▶ TASK PROMPT: Two lines below mark the span: the one containing "pramodk, line 83: nitpick" and the one containing "standard system path.". Set down both, plus every line between, exactly as they stand, and nothing else.

▶ EXERCISE MATERIALS:

PR #325, opened 2020-05-07
Move the pybind11 embedded python into a dynamically loadable plugin

ohm314:
- Create a wrapper library that handles all the access to libpython*.so
- Add code to dlopen/dlsym the wrapper library after loading libpython
- Redirect access to pybind11/libpython through the wrapper specifically in the
  sympy visitor.
- Update cmake files accordingly

also:
- Update pybind11 to 2.5.0 release, which fixes a number of issues and improves
  support for newer python versions

### To be completed
before this becomes a grown-up PR:
- [x] make `nmodl::pybind_wrappers::load_libraries` platform independent and improve error reporting
- [x] investigate how to fit both the case of `LINK_AGAINST_PYTHON' `True` and `False` properly
- [x] fix `testvisitor`

### For later

- avoid copies when creating the `locals` dictionary in the `SympyVisitor`. 
  since this dictionnary is really quite small with strings (just the input/output equations, I think in most cases this really wouldn't be that slow. Having this said, the testvisitor is running quite slow when it encounters the sympy tests, I wonder if we need to look into this already now or if this could be deferred.
- see if the factory and cleanup functions can be done in a more elegant way (currently there is for each wrapper struct one factory and cleanup function because of the limitation that only one `extern "C"` function can have the same name (no overloading allowed).  
  I have an idea on how this could be done, but the current implementation is good enough, this can be improved later.


ohm314:
please retest

src/visitors/sympy_solver_visitor.cpp
```diff
@@ -424,47 +398,25 @@ void SympySolverVisitor::visit_diff_eq_expression(ast::DiffEqExpression& node) {
...
+    diffeq_solver->vars = vars;
+    diffeq_solver->use_pade_approx = use_pade_approx;
+    diffeq_solver->function_calls = function_calls;
+    diffeq_solver->method = solve_method;
+    (*diffeq_solver)();
     if (solve_method == codegen::naming::EULER_METHOD) {
-        logger->debug("SympySolverVisitor :: EULER - solving: {}", node_as_nmodl);
         // replace x' = f(x) differential equation
         // with forwards Euler timestep:
         // x = x + f(x) * dt
```
pramodk, line 413: nitpick : as these are now in `diffeq_solver`, they can babe removed?

src/visitors/sympy_conductance_visitor.cpp
```diff
@@ -79,26 +80,17 @@ std::vector<std::string> SympyConductanceVisitor::generate_statement_strings(
...
-                            except Exception as e:
-                                # if we fail, fail silently and return empty string
-                                solution = ""
-                                exception_message = str(e)
-                        )",
-                     py::globals(),
-                     locals);
-            auto dIdV = locals["solution"].cast<std::string>();
-            auto exception_message = locals["exception_message"].cast<std::string>();
+            auto analytic_diff = nmodl::pybind_wrappers::EmbeddedPythonLoader::get_instance()
```
pramodk, line 83: nitpick : `nmodl::` could be avoided as we are already in nmodl namesake

ohm314:
> Had a quick look and overall looks neat + nice!!
> 
> Most my comments are minor. One thing that I noticed is that when I run tests with `-DLINK_AGAINST_PYTHON=OFF`, fewer tests are run. I assume that's not expected?
> 
> I will do additional testing tomorrow.

When you build with `-DLINK_AGAINST_PYTHON=OFF` you need to prepare your environment 
* `NMODL_PYLIB` is set to the `libpython.so` path
* `NMODL_PYWRAPPER` is set to the libpywrapp.so` path
* optionally `PYTHONPATH` points to where sympy and other libs are, if they are not in the standard system path.
this needs to be done before `cmake` or prepended to the `cmake` command because ctest needs to pick up these environment variable such that at test discovery the environment is correctly set. This doesn't matter for the user, but is only for ctest to work correctly. Ping me on slack if you have questions about this.

src/nmodl/CMakeLists.txt
```diff
@@ -8,19 +8,35 @@ set(NMODL_SOURCE_FILES ${CMAKE_CURRENT_SOURCE_DIR}/main.cpp)
...
+  target_link_libraries(
+    nmodl
+    printer
+    codegen
+    visitor
+    symtab
+    util
+    lexer
+    pywrapper
+    pyembed
```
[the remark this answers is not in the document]
ohm314: You are right! I had the same thought, but didn't do it yet. Will fix

src/nmodl/main.cpp
```diff
@@ -256,7 +256,9 @@ int main(int argc, const char* argv[]) {
     utils::make_path(scratch_dir);
 
     if (sympy_opt) {
-        pybind11::initialize_interpreter();
+        nmodl::pybind_wrappers::EmbeddedPythonLoader::get_instance()
+            .api()
+            ->initialize_interpreter();
```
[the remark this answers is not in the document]
ohm314: You mean, to shorten this command and hide `api()` ? I can do that. I wanted to keep the `api()` struct explicit and have this as the only Point of reference for the developer. I thought this makes the API easier to use for someone later. They basically only need to know what the `py_wrapper_api` struct contains. But for `init` and `fin` I can do these shorthands too.

src/pybind/CMakeLists.txt
```diff
@@ -18,6 +18,37 @@ foreach(
...
+    ${PROJECT_BINARY_DIR}/src/pybind/pysymtab.cpp
+    ${NMODL_PROJECT_SOURCE_DIR}/src/pybind/pynmodl.cpp)
+
+set(PYNMODL_HEADERS
+    ${PROJECT_BINARY_DIR}/src/ast/ast_decl.hpp
+    ${NMODL_PROJECT_SOURCE_DIR}/src/ast/ast_common.hpp
+    ${PROJECT_BINARY_DIR}/src/visitors/visitor.hpp
+    ${NMODL_PROJECT_SOURCE_DIR}/src/pybind/pybind_utils.hpp
+    ${PROJECT_BINARY_DIR}/src/pybind/pyast.hpp
+    ${PROJECT_BINARY_DIR}/src/pybind/pyvisitor.hpp)
```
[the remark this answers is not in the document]
ohm314: I don't understand? you mean, i did a bad rebase?

src/pybind/pyembed.hpp
```diff
@@ -0,0 +1,178 @@
...
+
+
+struct py_executor {
+    virtual ~py_executor() {}
+
+    virtual void operator()() = 0;
+};
+
+
+struct solve_linear_system_executor: public py_executor {
```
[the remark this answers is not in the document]
ohm314: humm.. good point. There is no good reason. I should fix.

src/pybind/pyembed.cpp
```diff
@@ -0,0 +1,78 @@
...
+
+#include "pybind/pyembed.hpp"
+#include "utils/logger.hpp"
+
+namespace nmodl {
+
+namespace pybind_wrappers {
+
+bool EmbeddedPythonLoader::have_wrappers() {
+    wrappers = static_cast<pybind_wrap_api*>(dlsym(RTLD_NEXT, "wrapper_api"));
```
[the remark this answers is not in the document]
ohm314: Ah yes, will fix.

src/visitors/sympy_solver_visitor.cpp
```diff
@@ -424,47 +398,25 @@ void SympySolverVisitor::visit_diff_eq_expression(ast::DiffEqExpression& node) {
...
-                                           use_pade_approx)
-                except Exception as e:
-                    # if we fail, fail silently and return empty string
-                    solution = ""
-                    exception_message = str(e)
-            )",
-                 py::globals(),
-                 locals);
     } else {
         // for other solver methods: just collect the ODEs & return
```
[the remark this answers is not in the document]
ohm314: I think not? at least I did not modify this branch... can you elaborate?

src/visitors/sympy_solver_visitor.cpp
ohm314: I'm keeping these branches for logging - to not lose this behavior. the python wrappers I want to keep free of other code, it should be really the minimum glue for running the python code. But I agree it's not very satisfactory...

src/nmodl/main.cpp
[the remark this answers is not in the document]
pramodk: anything is fine - I just noticed that clang-format split that on 3 lines and hence thought.

src/pybind/CMakeLists.txt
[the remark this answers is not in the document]
pramodk: Are these `PYNMODL_HEADERS` and `PYNMODL_SOURCES` variables? I didn't see them but I might have missed.

src/visitors/sympy_solver_visitor.cpp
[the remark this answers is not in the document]
pramodk: If I am reading correctly - initially `py::exec(...)` was only called for two `if` statements (EULER and CNEXP). In the last `else` block we just collect the ODEs. Hence thought  `(*diffeq_solver)();` shouldn't be called outside (i.e. in case of `else` statement).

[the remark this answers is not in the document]
ohm314: Ah, but then you see that inside `diffeq_solver` we have the same branches and there the `else` is also left empty.

src/pybind/CMakeLists.txt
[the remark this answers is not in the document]
ohm314: No.. I think i screwed up a rebase, removing those right now!

src/pybind/CMakeLists.txt
```diff
@@ -18,6 +18,30 @@ foreach(
...
 
+add_library(pyembed ${CMAKE_CURRENT_SOURCE_DIR}/pyembed.cpp)
+set_property(TARGET pyembed PROPERTY POSITION_INDEPENDENT_CODE ON)
+
+if(NOT LINK_AGAINST_PYTHON)
+  add_library(pywrapper SHARED ${CMAKE_CURRENT_SOURCE_DIR}/wrapper.cpp)
+else()
+  add_library(pywrapper ${CMAKE_CURRENT_SOURCE_DIR}/wrapper.cpp)
+  set_property(TARGET pywrapper PROPERTY POSITION_INDEPENDENT_CODE ON)
+  target_compile_definitions(pyembed PRIVATE STATIC_PYWRAPPER=1)
```
pramodk, line 29: I am not sure if Tristan document it in hpc coding convention but general suggestion was to name macros with project name i.e. `NMODL_STATIC_PYWRAPPER`. This way, they won't interfere if parent project accidentally introduce the same macros (e.g. in case of submodule).

src/pybind/CMakeLists.txt
```diff
@@ -18,6 +18,30 @@ foreach(
...
+endif()
+
+target_include_directories(pyembed PRIVATE ${PYBIND11_INCLUDE_DIR} ${PYTHON_INCLUDE_DIRS})
+target_include_directories(pywrapper PRIVATE ${pybind11_INCLUDE_DIRS} ${PYTHON_INCLUDE_DIRS})
```
pramodk, line 33: Ah, I got confused here but  see now this `PYBIND11_INCLUDE_DIR` and `pybind11_INCLUDE_DIRS` is very subtle!
Just FYI : when we build the wheel, there are no python lib/include available and hence PYBIND11_INCLUDE_DIR== pybind11_INCLUDE_DIRS.

src/pybind/pyembed.cpp
```diff
@@ -0,0 +1,85 @@
...
+
+#include "pybind/pyembed.hpp"
+#include "utils/logger.hpp"
+
+namespace nmodl {
+
+namespace pybind_wrappers {
+
+bool EmbeddedPythonLoader::have_wrappers() {
+#if defined(STATIC_PYWRAPPER)
```
pramodk, line 19: as commented earlier, would be nice to have `NMODL_` prefix to project macros.

src/pybind/pyembed.cpp
```diff
@@ -0,0 +1,85 @@
...
+    return wrappers != nullptr;
+#endif
+}
+
+void EmbeddedPythonLoader::load_libraries() {
+    const auto pylib_env = std::getenv("NMODL_PYLIB");
+    if (!pylib_env) {
+        logger->critical("NMODL_PYLIB environment variable must be set to load embedded python");
+        throw std::runtime_error("NMODL_PYLIB not set");
+    }
```
pramodk, line 34: yesterday when I was building this, I was seeing exception at the time of `make` and build was finishing without error status and then there were 26 tests instead of 27.
Is it the same behaviour? If so, do you think something easily can be done to propagate the error?

src/pybind/pyembed.cpp
```diff
@@ -0,0 +1,85 @@
...
+        logger->critical("Tried but failed to load {}", pylib_env);
+        logger->critical(errstr);
+        throw std::runtime_error("Failed to dlopen");
+    }
+    const auto pybind_wraplib_env = std::getenv("NMODL_WRAPLIB");
+    if (!pybind_wraplib_env) {
+        logger->critical(
+            "NMODL_WRAPLIB environment variable must be set to load the pybind wrapper library");
+        throw std::runtime_error("NMODL_WRAPLIB not set");
+    }
```
pramodk, line 49: For developers, may be we should document these `NMODL_PYLIB ` and `NMODL_WRAPLIB` variables in some relevant section of documentation? e.g. somewhere in INSTALL.md?

src/pybind/pyembed.hpp
```diff
@@ -0,0 +1,181 @@
...
+    // may also return a python exception message:
+    std::string exception_message;
+
+    // executor function
+    virtual void operator()() override;
+};
+
+struct AnalyticDiffExecutor: public PythonExecutor {
+    // input
+
```
pramodk, line 84: `nitpick` : extra line?

src/pybind/wrapper.cpp
```diff
@@ -0,0 +1,221 @@
...
+
+void destroy_ads_executor_func(AnalyticDiffExecutor* exec) {
+    delete exec;
+}
+
+void initialize_interpreter_func() {
+    pybind11::initialize_interpreter(true);
+    const auto python_path_cstr = std::getenv("PYTHONPATH");
+    if (python_path_cstr) {
+        pybind11::module::import("sys").attr("path").cast<pybind11::list>().insert(
```
pramodk, line 192: just curious ! if the `PYTHONPATH` is set before launching the nmodl, it doesn't get used? i.e. it needs to be inserted like this?

src/pybind/wrapper.cpp
```diff
@@ -0,0 +1,221 @@
...
+    return new SolveLinearSystemExecutor();
+}
+
+SolveNonLinearSystemExecutor* create_nsls_executor_func() {
+    return new SolveNonLinearSystemExecutor();
+}
+
+DiffeqSolverExecutor* create_des_executor_func() {
+    return new DiffeqSolverExecutor();
+}
```
pramodk, line 166: most likely I don't have global workflow of the code but curious why it was not possible return smart ptr to avoid explicit call to `destroy*`.

src/visitors/sympy_solver_visitor.cpp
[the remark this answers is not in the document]
pramodk: Ah ok..it's bit confusing because rest of code is inside and last block outside. But its ok.

test/CMakeLists.txt
```diff
@@ -78,6 +80,18 @@ target_link_libraries(testunitparser lexer test_util config)
...
 # =============================================================================
+set(testvisitor_env "PYTHONPATH=${PROJECT_BINARY_DIR}/lib/python:$ENV{PYTHONPATH}")
+if(NOT LINK_AGAINST_PYTHON)
+  list(APPEND testvisitor_env "NMODL_PYLIB=$ENV{NMODL_PYLIB}")
+  if(CMAKE_SYSTEM_NAME MATCHES "Linux")
+    list(APPEND testvisitor_env
+                "NMODL_WRAPLIB=${PROJECT_BINARY_DIR}/lib/python/nmodl/libpywrapper.so")
+  elseif(CMAKE_SYSTEM_NAME MATCHES "Darwin")
+    list(APPEND testvisitor_env
+                "NMODL_WRAPLIB=${PROJECT_BINARY_DIR}/lib/python/nmodl/libpywrapper.dylib")
```
pramodk, line 91: Ahh..I don't need to set these manually?

src/pybind/CMakeLists.txt
ohm314: hum.. wait.. the `Python.h` won't be available when _building_ the wheel? that might become a problem. I believe pybind11 will need it to build embedded python related code!

src/pybind/CMakeLists.txt
ohm314: I forgot! fixed.

src/pybind/pyembed.cpp
ohm314: That's exactly the issue that I had explained earlier in our slack conversation. What happens is that during build, when a test executable is built, catch2 will then run it with `--list-tests`, if the execution fails for some reason that error is not propagated from the CatchAddTests cmake_command further up to `make` and the build does not fail. I believe this is a bug in `CatchAddTests.cmake`. Shall I try and fix it locally?
What is happening in your case is that the python wrapper is not found, so we proceed with trying to load lipython. If at that point we don't find the environment variable or libpython, then we throw an exception and the process terminates. So that behavior is correct, I think.

src/pybind/pyembed.cpp
ohm314: Yes, that is true. Wanted to do that but forgot.

src/pybind/wrapper.cpp
ohm314: That is correct. This because we are running an embedded python. It is up to the programmer to provide the environment to libpython. If you are running the python executable, it will do this for you.
This is a very interesting and relevant discussion on this topic: https://bugs.python.org/issue22213

pramodk: ok! thanks for the reference!

src/pybind/CMakeLists.txt
pramodk: I have built pybind11 (and part of nmodl) before on manylinux and it's not a problem. (basically, with those linker flags, we ignore undefined symbols from libpython)

src/pybind/pyembed.cpp
pramodk: >  I believe this is a bug in CatchAddTests.cmake. Shall I try and fix it locally?

I assume we will use this LINK_AGAINST_PYTHON=OFF mode while only building wheels, so I think this is not on critical path and blocker for this PR. (this improvement we can do later, we can just create an issue)

src/pybind/wrapper.cpp
ohm314: passing smart pointers through dynamically loaded libraries.. hmm.. not sure what would happen! The reason why I insist on the destructor being called from within the `.so` is because I want to make sure destructor code is definitely reachable. I don't claim I fully understand the details. But here is some relevant documentation:
http://www.faqs.org/docs/Linux-mini/C++-dlopen.html#loadingclasses
(not end of sec 3.3)

I would have liked to have all implementations of `PythonExecutor` to have the same interface rather than these structs where one must set the fields from outside, but what I cam up with was ugly.. so I deferred this for later in the interest of time.

test/CMakeLists.txt
ohm314: not for testing anymore 😄

src/pybind/CMakeLists.txt
ohm314: Just to conclude on this. We discussed offline and we agree that the python headers are indeed available, so all good there - no change required.

src/pybind/wrapper.cpp
pramodk: yup, that's fine!

Issue #340, opened 2020-05-28
Erase collection of non-consecutive nodes from vector


cattabiani:
Since this function is requested often: 

it would be cool to have a function (for every node vector) that erases an arbitrary collection of non-consecutive nodes from a vector. 

Interesting note:
since our vectors are typically vectors of pointers there is no risk of having duplicate entries since every pointer goes to a different location in memory (if we compare pointers)

cattabiani:
It is useful to simplify https://github.com/BlueBrain/nmodl/pull/230

PR #341, opened 2020-05-28
Erase collection of non-consecutive nodes from vectors (issue #340)

cattabiani:
useful for simplifying https://github.com/BlueBrain/nmodl/pull/230

### DIFF
--- a/src/language/nodes.py
+++ b/src/language/nodes.py
@@ -272,6 +272,32 @@ class ChildNode(BaseNode):
                             auto last_it = const_iter_cast({self.varname}, last);
                             return {self.varname}.erase(first_it, last_it);
                          }}
+                         /**
+                          * \\brief Erase non-consecutive members to {self.varname}
+                          * 
+                          * loosely following the cpp reference of remove_if
+                          */
+                         size_t erase_{to_snake_case(self.class_name)}(std::unordered_set<{self.class_name}*>& to_be_erased) {{
+                            auto first = {self.varname}.begin();
+                            auto last = {self.varname}.end();
+                            auto result = first;
+                        
+                            while (first != last) {{
+                                    // automatically erase dangling pointers from the uset while
+                                    // looking for them to erase them in the vector
+                                    if (to_be_erased.erase(first->get()) == 0) {{
+                                        reset_{to_snake_case(self.class_name)}(result, *first);
+                                        ++result;
+                                    }}
+                                    ++first;
+                                }}
+                            
+                            size_t out = last - result;
+                            erase_{to_snake_case(self.class_name)}(result, last);
+                            
+                            return out;
+                         }}
+                        
 
                          /**
                           * \\brief Insert member to {self.varname}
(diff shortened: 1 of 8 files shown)


src/language/nodes.py
```diff
@@ -272,6 +272,27 @@ def get_add_methods(self):
...
+                          */
+                         void erase_{to_snake_case(self.class_name)}(const std::unordered_set<{self.class_name}*>& to_be_erased) {{
+                            // loosely following the cpp reference of remove_if
+
+                            auto first = {self.varname}.begin();
+                            auto last = {self.varname}.end();
+                            auto result = first;
+                        
+                            while (first != last) {{
+                                if (to_be_erased.find(first->get()) == to_be_erased.end()) {{
```
ohm314: `<nitpick>`Unless I'm mistaken what you do here is move all the elements out of the way that should be kept, and then you delete the rest. Wouldn't be more efficient to do the opposite? Only move elements that should be deleted?

src/visitors/kinetic_block_visitor.hpp
```diff
@@ -14,8 +14,8 @@
 
 #include <map>
 #include <memory>
-#include <set>
 #include <string>
+#include <unordered_set>
```
ohm314, line 18: why the switch?

cattabiani: There was no reason to have a set. Unordered sets perform better for finding nodes (required in the routines even before my addition)

src/language/nodes.py
```diff
@@ -272,6 +272,27 @@ def get_add_methods(self):
                             auto last_it = const_iter_cast({self.varname}, last);
                             return {self.varname}.erase(first_it, last_it);
                          }}
+                         /**
+                          * \\brief Erase non-consecutive members to {self.varname}
+                          */
+                         void erase_{to_snake_case(self.class_name)}(const std::unordered_set<{self.class_name}*>& to_be_erased) {{
```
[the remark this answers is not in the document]
cattabiani: it is because the ordering is not required anywhere and set.find performs better

src/language/nodes.py
cattabiani: Example: I need to remove an element at the beginning of the vector. If I call std::erase(begin()), the code moves all the other elements at the beginning and then erases the last one. In fact [here](http://www.cplusplus.com/reference/vector/vector/erase/) is stated that the complexity is:

> Linear on the number of elements erased (destructions) plus the number of elements after the last element deleted (moving).

So, in any case I need to move the remaining elements at the beginning and then erase the back part. The algorithm that I use is very similar to the one stated for [remove_if](http://www.cplusplus.com/reference/algorithm/remove_if/) as explained in the comment

iomaganaris:
I would feel a bit safer if we had a test specifically for this function and using as an example a `StatementBlock` but apart from this looks good to me

cattabiani:
> I would feel a bit safer if we had a test specifically for this function and using as an example a StatementBlock but apart from this looks good to me

I can try

cattabiani:
I checked and the routine is already tested plenty of times in the sympy visitor tests. In the various tests it erases one, all and some of the elements of the `statements` vector with the sympy visitor. Thus, I do not think a specific test is required.

PR #343, opened 2020-05-29
Change map -> umap for improved performance

cattabiani:
There is no need to keep the items in order. Umaps perform
better.


ohm314:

▶ OUTPUT FOR THIS TASK:
pramodk, line 83: nitpick : `nmodl::` could be avoided as we are already in nmodl namesake

ohm314:
> Had a quick look and overall looks neat + nice!!
> 
> Most my comments are minor. One thing that I noticed is that when I run tests with `-DLINK_AGAINST_PYTHON=OFF`, fewer tests are run. I assume that's not expected?
> 
> I will do additional testing tomorrow.

When you build with `-DLINK_AGAINST_PYTHON=OFF` you need to prepare your environment 
* `NMODL_PYLIB` is set to the `libpython.so` path
* `NMODL_PYWRAPPER` is set to the libpywrapp.so` path
* optionally `PYTHONPATH` points to where sympy and other libs are, if they are not in the standard system path.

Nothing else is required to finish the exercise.